Interpreting Sedimentary Rocks and Characterizing Hydrocarbon Reserves

Pennsylvanian Strawn

Photomicrograph showing moldic pores partially filled with dolomite cement. The sample is from Pennsylvanian Strawn limestone in King County, northcentral Texas.

The sedimentary rocks that cover most of the Earth’s surface act as a history book of our planet's past life. As a sedimentologist, I work to interpret rock history and characterize hydrocarbon reservoirs as part of the State of Texas Advanced Resources Recovery (STARR) program.

Oil and gas are trapped predominantly in carbonate and siliciclastic rocks, two major types of sedimentary rocks, and the ultimate recovery of these hydrocarbons depends largely on our understanding of the reservoir rocks and innovative technology. My current research is focused on reservoirs rocks in the Permian Basin region and projects including carbonate reservoirs in the Eastern Shelf and Wolfcamp–Cline shales in the Midland Basin.

My work involves integrating core data, well logs, and accessible outcrops to better understand the impact of depositional facies and cycles, diagenetic alteration, and other factors on reservoir quality such as reservoir heterogeneity, pore networks, and permeability. I am also interested in extracting paleoenvironmental (paleoclimatic, paleoceanographic, and paleoecological) information recorded in sedimentary rocks and exploring the scientific significance of that information.


Alex Bump

Alex Bump

Adapting Oil Industry Exploration for Carbon Capture and Storage

The birth of the oil industry in the 1850's set the world on a new course. Oil provided the energy to free the vast majority of people from agriculture, setting the stage for a flowering of invention, an explosion of population, and the creation of the Information Age.  For a century and a half, oil explorers (myself included), have honed their craft, metaphorically peeling back the skin of the Earth to reveal what lies beneath. We’ve succeeded spectacularly, but there is a dark side to that success: Climate change, driven in large part by CO2 released from burning fossil fuels. 

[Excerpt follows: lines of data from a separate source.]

PR #1844, opened 2025-11-11
fix(base): don't wait infinitely for a device with non-persistent name

coiby:
Currently, dracut will wait finitely for a block device e.g. /dev/sda2
when users use "dracut --add-device /dev/sda2". However, /dev/sda2 is
not a persistant name and it can show as a different name and kdump can
fail [1] as dracut will wait forever for /dev/sda2.

Commit c79fc8fd0 ("fix(dracut): rework timeout for devices added
via --mount and --add-device") already sets infinite timeout for
the underlying persistent device. There is no need to also set infinite
timeout for non-persistent device name. Removing the redundant wait can
automatically resolve the case where a device name changes.

[1] https://github.com/rhkdump/kdump-utils/pull/121

Reported-by: Alex Burmashev <alexander.burmashev@oracle.com>
Reported-by: Harshvardhan Jha <harshvardhan.j.jha@oracle.com>
Fixes: c79fc8fd0 ("fix(dracut): rework timeout for devices added via --mount and --add-device")

## Checklist
- [x] I have tested it locally
- [ ] I have reviewed and updated any documentation if relevant
- [ ] I am providing new code and test(s) for it

PR #1845, opened 2025-11-11
refactor: change TimeoutSec=0 to TimeoutSec=infinity

aafeijoo-suse:
The officially documented way to turn off the timeouts in systemd is setting them to infinity, 0 is kept as historic compat support.

See https://github.com/systemd/systemd/commit/a9b837aa34a2d0bff1687427c66bed3b74cf0fed

Spotted after reviewing #1844, this PR should be rebased after that is merged.

## Checklist

### DIFF
--- a/modules.d/70dmsquash-live/checkisomd5@.service
+++ b/modules.d/70dmsquash-live/checkisomd5@.service
@@ -10,5 +10,5 @@ ExecStart=/usr/bin/checkisomd5 --verbose %f
 StandardInput=tty-force
 StandardOutput=inherit
 StandardError=inherit
-TimeoutSec=0
+TimeoutSec=infinity
 SuccessExitStatus=2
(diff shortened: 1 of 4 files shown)


bdrung:
LGTM, but this change is not a refactor (it changes the resulting initrd). So please use a different prefix.

aafeijoo-suse:
> LGTM, but this change is not a refactor (it changes the resulting initrd). So please use a different prefix.

I'd say that it's a refactor, it just replaces the legacy name of an option with the current one.

https://github.com/dracut-ng/dracut-ng/blob/4cb4917e1222a430047de20eb49c8a66a0416860/doc_site/modules/ROOT/pages/developer/hacking.adoc?plain=1#L77

bdrung (approved):
Since you say that it is a legacy name, since which systemd version `infinity` is supported?

LaszloGombos (approved):

PR #1850, opened 2025-11-12
feat(systemd-coredump): save coredumps to journal

aafeijoo-suse:
This is the current process to get the core dump file of a process that crashed in the initrd:

- Set `rd.break` in the kernel cmdline to enter the emergency shell.
- The core dump file should be located in /var/lib/systemd/coredump/, but /var is not persistent in the initrd, and /sysroot is mounted read-only. So, the user has to manually `mount -o remount,rw /sysroot` and then `cp /var/lib/systemd/coredump/* /sysroot/var/lib/systemd/coredump`.

To make this process much easier, store in the journal coredumps generated in the initrd.

## Checklist

### DIFF
--- a/modules.d/11systemd-coredump/initrd.conf
+++ b/modules.d/11systemd-coredump/initrd.conf
@@ -1,0 +1,8 @@
+# This file is part of dracut systemd-coredump module.
+# SPDX-License-Identifier: GPL-2.0-or-later
+#
+# The default "Storage=external" (/var/lib/systemd/coredump/) is usually lost
+# after switching root, because /var is usually not mounted in the initrd.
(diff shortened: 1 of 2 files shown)


aafeijoo-suse:
The systemd-coredump module is not added with either hostonly or non-hostonly mode; it must be explicitly specified with `-a`/`--add`/`add_dracutmodules+=`. When I see a process segfaulting on a bug report, I just request to add it so I can get the core dump file to analyze it. Otherwise, it should not flood the journal.

Other option would be #663, but it's not as clean as this one.

Conan-Kudo (approved):

PR #1858, opened 2025-11-18
fix(systemd-networkd): install and enable systemd-networkd-resolve-hook.socket

bluca:
New socket needed for v259~rc1, networkd fails if this is not installed and enabled

## Checklist


bdrung (approved):
Tested and verified that it makes the Debian autopkgtest work again.

LaszloGombos (approved):

PR #1859, opened 2025-11-19
test: exit with code 77 if test is skipped

bdrung:
## Changes

Exiting tests that are skipped with exit code 0 will hide that the test environment probably miss some tools. That can reduce the test coverage without anybody noting it.

Therefore exit tests that are skipped with exit code 77. In case tests are intentionally expected to be skipped, an environment variable could be introduce to exit with code 0 again.

## Checklist

Fixes #


bdrung:
The failing test 70 on opensuse seems unrelated.

LaszloGombos (approved):

PR #1876, opened 2025-11-26
fix(dracut): ignore shellcheck SC2329 in addition to SC2317

bdrung:
## Changes

Shellcheck <= 0.10 complains about SC2317 (info): Command appears to be unreachable. Check usage (or ignore if invoked indirectly). Shellcheck 0.11 changes this complaint to SC2329 (info): This function is never invoked. Check usage (or ignored if invoked indirectly).

So ignore shellcheck SC2329 in addition to SC2317 to make both shellcheck versions happy.

## Checklist

Fixes #

### DIFF
--- a/dracut.sh
+++ b/dracut.sh
@@ -1,7 +1,7 @@
 #!/bin/bash -p
 # temporarly disable some shellcheck warning to be able to preserve commit history
 # before additional commits.
-# shellcheck disable=SC2317
+# shellcheck disable=SC2317,SC2329
 #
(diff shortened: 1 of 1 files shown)


Conan-Kudo (approved):

LaszloGombos:
As part of this PR, should we also remove https://github.com/dracut-ng/dracut-ng/blob/main/dracut.sh#L4 ?

jozzsi (approved):

LaszloGombos (approved):
ok

PR #1881, opened 2025-11-26
fix(man): avoid nesting italic in bold text

bdrung:
## Changes

asciidoctor (on Ubuntu) does not format nested italic in bold text correctly. The following text will be in italic.

Since man pages do not use italic bold text, remove the nesting and pick either italic or bold.

## Checklist

Fixes #


LaszloGombos (approved):

Conan-Kudo (approved):
Meh. We can fix it if it looks bad somewhere later.

PR #1887, opened 2025-11-27
ci: create a separate job for systemd tests

### LINKED ISSUE #1886: skipped tests are now reported as failures
See https://github.com/dracut-ng/dracut-ng/actions/workflows/integration-extra.yml

40, 41, 42, 43 tests on 
 - alpine
 - gentoo openrc
 - void

This is likely a CI regression caused by https://github.com/dracut-ng/dracut-ng/pull/1859 .

We should try to find another solution as it is hard to spot regressions if the CI is not all green. Currently this results in 28 daily CI failures.

CC @bdrung @LaszloGombos

jozzsi:
## Changes

Do not attempt to run systemd tests on non-systemd enabled environment.

The motivation of this commit is to not run tests on the CI that would be skipped. This saves some CI resources and enables to get back to restore green CI, now that skipped tests are reported as failures after f120814.
    
This PR does not change code coverage. This is simply a different and more efficient way to skip tests on the CI.

## Checklist

Fixes #1886

### DIFF
--- a/.github/workflows/integration-extra.yml
+++ b/.github/workflows/integration-extra.yml
@@ -59,6 +59,25 @@ jobs:
                     # https://github.com/dracut-ng/dracut-ng/issues/1590
                     - container: ubuntu:rolling
                       test: "30"
+                    # intentionally skipped
+                    - container: centos:stream10-development
+                      test: "11"
+                    - container: alpine:latest
+                      test: "12"
+                    - container: alpine:edge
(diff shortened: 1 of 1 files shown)


jozzsi:
> The second commit lacks details and resoning IMO.

Added more reasoning to the second commit.

LaszloGombos (approved):
Thanks !

PR #1889, opened 2025-11-27
ci(gentoo): minimize packages between OpenRC and systemd

jozzsi:
## Changes

The goal is to increase test coverage and while keeping the CI maintenance low.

Today, we face the dual challenge of continuing to power the world economy while mitigating the worst effects of climate change. One way to do this is to capture CO2 released from large industrial point sources and store it deep underground, using the same reservoirs and seals that have trapped oil and gas throughout geologic time. Doing this is straightforward; doing it optimally and economically is not. I and my colleagues in the Gulf Coast Carbon Center are working to adapt the proven approaches of the oil industry to the new job of finding, de-risking, and monitoring carbon storage sites for the global transition to a new age of clean energy.

geologic cross-section

North-South geologic cross-section from roughly Dallas (left) to the deepwater Gulf of Mexico (right). Colored sections show sedimentary rocks by age, with mobile salt in pink. The swath of brighter colors near the top shows the depth window available for storing super-critical CO2 using the same reservoirs and seals proven by oil and gas production.